Que feront les Russes?
Tout dépendra, me dit mon interlocuteur – et je comprends tout de suite pourquoi il est venu me voir – des développements en Extrême-Orient. Actuellement, la situation en Chine évolue en faveur de Moscou. Chiang-Kai-Chek est en train de subir une débâcle, ce qui va profiter énormément aux communistes russes. La Chine avec eux, leur position sera redoutable dans ces régions. Elle est déjà inquiétante aujourd’hui. A Ankara, on possède des informations sûres sur leurs infiltrations aux Indes. Ils travaillent activement par des agents habiles qui vont semer subrepticement la «bonne nouvelle» dans les masses indoues. L’Indoustan et le Pakistan sont déjà menacés. Or, à supposer que le communisme réussisse à s’implanter solidement en Extrême-Orient, la Russie se sentira si forte qu’elle tiendra tête, selon toute vraisemblance, au futur ultimatum américain. Et ce sera la guerre, la guerre générale dans le monde entier entre ce qui est communiste et ce qui ne l’est pas. Si, au contraire, les Soviets échouent dans leur tentative de s’assurer de solides points d’appui en Asie, il est fort possible que, pris entre deux feux, ils cèdent à la menace américaine et se retirent dans leurs terres, abandonnant toute idée d’hégémonie en Europe et ailleurs.
La situation en Extrême-Orient présente toutefois encore bien des inconnues. Le Japon en constitue une, et non des moindres, et l’on se demande, à Ankara, quelle pourra bien être l’attitude de ce peuple vaincu envers une Chine communisée et une Russie voisine devenue plus puissante que jamais. Ne pourrait-il se laisser entraîner par les sirènes de Moscou? On espère évidemment que non et l’on fait des vœux pour qu’il devienne un instrument d’action efficace entre les mains des Américains. S’il en était ainsi, l’apport japonais compenserait alors la défection chinoise et permettrait même d’escompter un redressement en Chine.
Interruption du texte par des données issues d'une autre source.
Issue #2764, opened 2026-04-28
Avoid / minimize the number of DeprecationWarnings from qiskit


diego-plan9:
**What is the expected enhancement?**

Currently, the codebase uses a number of features deprecated by Qiskit. This is undesirable by users (who get a `DeprecationWarning` that they cannot act upon, as it is emitted from our usage) and developers (the tests output becomes quite clogged with such warnings, and we risk being caught in an actual feature removal during the upgrade to a Qiskit release).

It would be great to avoid or at least minimize the number of `DeprecationWarnings` emitted during regular usage of the package, by using non-deprecated mechanisms instead. Related issues:
* https://github.com/Qiskit/qiskit-ibm-runtime/issues/2350 - tackling the likely biggest source of deprecation warnings (there is an open PR https://github.com/Qiskit/qiskit-ibm-runtime/pull/2351, with relevant context)
* https://github.com/Qiskit/qiskit-ibm-runtime/issues/2034
* https://github.com/Qiskit/qiskit-ibm-runtime/blob/0.46.1/test/ibm_test_case.py#L65 - related to the tests, ~I recall there was an in-progress PR touching that line, but I cannot find it~ see https://github.com/Qiskit/qiskit-ibm-runtime/pull/2352. The regular expression `r"^qiskit$`" is currently too restrictive (only top-level `qiskit` considered) and relaxing it might help uncovering more warnings or enforcing action on them.
* CI and  `pytest -v -s` is also a good guide for checking emitted warnings

As an extra item to consider, when replacing usages with non-deprecated alternatives, we should make sure that they are supported by the minimal version of Qiskit supported by the package (`2.2` as of today). This will be easier to check one https://github.com/Qiskit/qiskit-ibm-runtime/issues/2575 is tackled.

**Acceptance criteria**

The number of deprecation warnings emitted by the package is 0 or greatly reduced.

diego-plan9:
When tackling, it would be good to reintroduce https://github.com/Qiskit/qiskit-ibm-runtime/blob/0.48.0/test/ibm_test_case.py#L72-L73:

with a tweak in the regex so tests _do_ fail when we have a deprecation warning:
```python
        # fail test on deprecation warnings from qiskit
        warnings.filterwarnings("error", category=DeprecationWarning, module=r"^qiskit\.*")
```

This would force us to be more diligent when it comes to using deprecated features (being able to easily catch them when testing `rc`s).

yaelbh:
[...]

PR #3007, opened 2026-07-07
Getting rid of two warnings in tests

yaelbh:
### Summary

A lot of warnings get fired during test execution. Some of them - the more important ones - require fixes in the code body (not in tests). They may manifest for users when they run their code, and we opened Issue #2764 to eliminate them. Others require fixes only in the tests, and it's always nice to fix those too.

### Details and comments

Part of #2764.

The following warning is completely eliminated:
```
UserWarning: The <some number>-th circuit has no output classical registers so the result will be empty. Did you mean to add measurement instructions?
```

In addition one of two instances of the following warning:
```
DeprecationWarning: Treating CircuitInstruction as an iterable is deprecated legacy behavior since Qiskit 1.2, and will be removed in Qiskit 3.0. Instead, use the `operation`, `qubits` and `clbits` named attributes.
```

### AI/LLM disclosure

- [x] I used the following tool to generate or modify code: Bob or Claude Code

### DIFF
--- a/qiskit_ibm_runtime/json.py
+++ b/qiskit_ibm_runtime/json.py
@@ -513,7 +513,7 @@ class RuntimeDecoder(json.JSONDecoder):
                 # circuit to deserialize load qpy circuit and return first instruction object in
                 # that circuit.
                 circuit = _decode_and_deserialize(obj_val, load)[0]
-                return circuit.data[0][0]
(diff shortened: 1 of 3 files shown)


diego-plan9 (approved):
Thanks!

PR #3008, opened 2026-07-07
Use appropriate post processing function for PEC

### LINKED ISSUE #2919: Allow users to select PEC mitigation in the wrapper estimator
#2844 added PEC support designed for the wrapper estimator. However, the `EstimatorV2` class doesn't use the functionality yet. We need to add the option classes, and dispatch from `EstimatorV2.run()` to the correct prepare function.

- [x] The correct prepare function is selected.
- [ ] The correct post processing function is selected.

**Acceptance criteria**
The user can run PEC in the wrapper estimator.

TsafrirA:
### Summary
Closes #2919
This PR modifies the post processor of the wrapper estimator to use the appropriate post processing functions when dealing with PEC error mitigation.

### AI/LLM disclosure

### DIFF
--- a/qiskit_ibm_runtime/decoders/executor_estimator/post_processor_v0_1.py
+++ b/qiskit_ibm_runtime/decoders/executor_estimator/post_processor_v0_1.py
@@ -78,7 +78,8 @@ def estimator_v2_post_processor_v0_1(result: QuantumProgramResult) -> PrimitiveR
     # Extract options if present
     options_metadata = post_processor_data.get("options", {})
 
-    # Check if PEC mitigation was used
+    # Extract mitigation data
+    mitigation = post_processor_data.get("mitigation", None)
     pec_gammas = post_processor_data.get("pec_gammas", None)
 
     # Check if measure_mitigation was used
@@ -123,9 +124,9 @@ def estimator_v2_post_processor_v0_1(result: QuantumProgramResult) -> PrimitiveR
         observables = ObservablesArray(observables_label)
         param_shape = tuple(param_shape)
 
-        # Calculate exp vals and place them in a databin
-        if pec_gammas is not None:
-            exp_vals, stds, ensemble_stds = process_expectation_values_pec(
+        # Calculate exp vals and build an EstimatorPubResult
+        if mitigation == "pec":
+            pub_result = create_pub_result_pec(
                 item_result,
                 observables,
                 param_shape,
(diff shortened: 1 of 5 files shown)


qiskit_ibm_runtime/decoders/executor_estimator/post_processor_v0_1.py
```diff
@@ -121,9 +124,19 @@ def estimator_v2_post_processor_v0_1(result: QuantumProgramResult) -> PrimitiveR
         param_shape = tuple(param_shape)
 
         # Calculate exp vals and place them in a databin
-        exp_vals, stds, ensemble_stds = process_expectation_values(
-            item_result, observables, param_shape, param_basis_pairs, readout_noise_data
-        )
+        if pec_gammas is not None:
```
TsafrirA: I was considering a more explicit PEC flag, but opted for this at the end.

dekelmeirom (dismissed):
LGTM

qiskit_ibm_runtime/decoders/executor_estimator/post_processor_v0_1.py
SamFerracin: Would you be open to consider the opposite, instead?
Namely:
- Adding a `mitigation` field to the passthrough data that can be none, pec, zne, ...
- if mitigation is pec, `pec_gammas` must be present

This will allow us to support more EM protocols more naturally, where we do not need to worry about cases where both `pec_gammas` and `pea_noise_factors` are present

SamFerracin (commented):
Thanks!

A couple of observations:
- The item metadata will need to be different for pec VS no pec (do we have an issue open for that)?
- Also the elements that go into the data bin will need to be different depending on the EM strategy (for PEA for example, you'll need to add `evs_extrapolated` etc).

So we'll need to iterate on this code when we add PEA. I would like to propose a change that will make us iteration faster and support ZNE and PEA more cleanly:

- Write a util function called `compute_pub_results` that:
  - Loops through `result, observables_lists, ..`
  - Returns the full list of `EstimatorPubResult`s
- Write a util function called `compute_pub_results_pec` that does the same for pec
- Now these functions take care of computing metadata and populating the databins correctly, and you can replace your code with:
```python
if mitigation == "none":
    pub_results = compute_pub_results(result, observables_lists, param_basis_pairs_lists, param_shapes_list)
elif mitigation == "pec":
    pub_results = compute_pub_results_pec(result, observables_lists, param_basis_pairs_lists, param_shapes_list)
elif mitigation == "zne":
    pub_results = compute_pub_results_pec(result, observables_lists, param_basis_pairs_lists, param_shapes_list)
...
```

TsafrirA:
@SamFerracin 
I added `create_pub_result` functions. They're a bit useless right now, but once we fill in the metadata (#2825) it will make more sense. I converted the tests to target these functions and underscored the original functions (as they might, for example, be moved outside of runtime).

qiskit_ibm_runtime/executor_estimator/pec/prepare_pec.py
```diff
@@ -189,6 +189,7 @@ def prepare_pec(
             "param_basis_pairs": param_basis_pairs_list,
             "param_shapes": param_shapes_list,
             "measure_mitigation": "False",
+            "mitigation": "pec",
```
TsafrirA, line 192: It could be argued that this should be set in the `run` method, and I think that would make sense, but seeing that all post processors attributes are set here, I left it here. We can change later and move, for example, the version and the mitigation info to be set in `run`.

SamFerracin: > and I think that would make sense

I agree, but I also agree that we can change later!

SamFerracin (approved):
Thanks 🙏 Looks good!

Issue #2908, opened 2026-06-12
Revise wrapper unit tests


diego-plan9:
**What is the expected enhancement?**

The wrapper estimator / wrapper sampler tests have grown a bit organically, and focus has not been placed in maintainability. 

It would be good to revise them with the information gained during its development, with the goal of bringing them more in line with the rest of the test suite and ensure they can be maintained and evolved. Some ideas and pointers:
* reusing existing testing utils
* increase parametrization
* reduce the amount of patching

**Acceptance criteria**

The wrapper estimator and wrapper sampler tests are more maintainable (fuzzy metrics - using the team's criteria).

diego-plan9:
From https://github.com/Qiskit/qiskit-ibm-runtime/pull/3009/changes#r3551543264:

> Can you explore if https://github.com/Qiskit/qiskit-ibm-runtime/blob/0.47.0/test/utils.py#L284 can be reused instead of using custom function with seemingly similar intent? I have not verified in this PR, but it seems it can be replace in `test_sampler.py`with the tests passing.

> Small throwback to https://github.com/Qiskit/qiskit-ibm-runtime/issues/2908 - tiny bit (and can be tackled during that one if needed), and along the lines of re-using existing testing facilities.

En attendant, et sans perdre de vue les graves événements du Far-East, on continue à suivre de très près les agissements et manœuvres des Soviets en Europe. Le front grec a beaucoup perdu de son intérêt. Malgré le cas Tito, la Yougoslavie reste fidèle à la doctrine. A la suite de l’intervention du «Kominform», elle a cherché à se rapprocher de l’Occident. L’Angleterre n’était pas hostile, mais les Etats-Unis ont opposé un sec refus. Ils seraient persuadés que 80% des Yougoslaves sont contre la dictature actuelle et il est contraire aux principes américains d’agir contre la volonté des peuples. Sur ces entrefaites, Belgrade s’est tournée de nouveau contre Moscou. Les Soviets, en cas de conflit, n’auraient donc rien à redouter de leur satellite. On va même jusqu’à dire, dans certains cercles turcs, que la brouille entre le «Kominform» et le Maréchal Tito n’est qu’un bluff.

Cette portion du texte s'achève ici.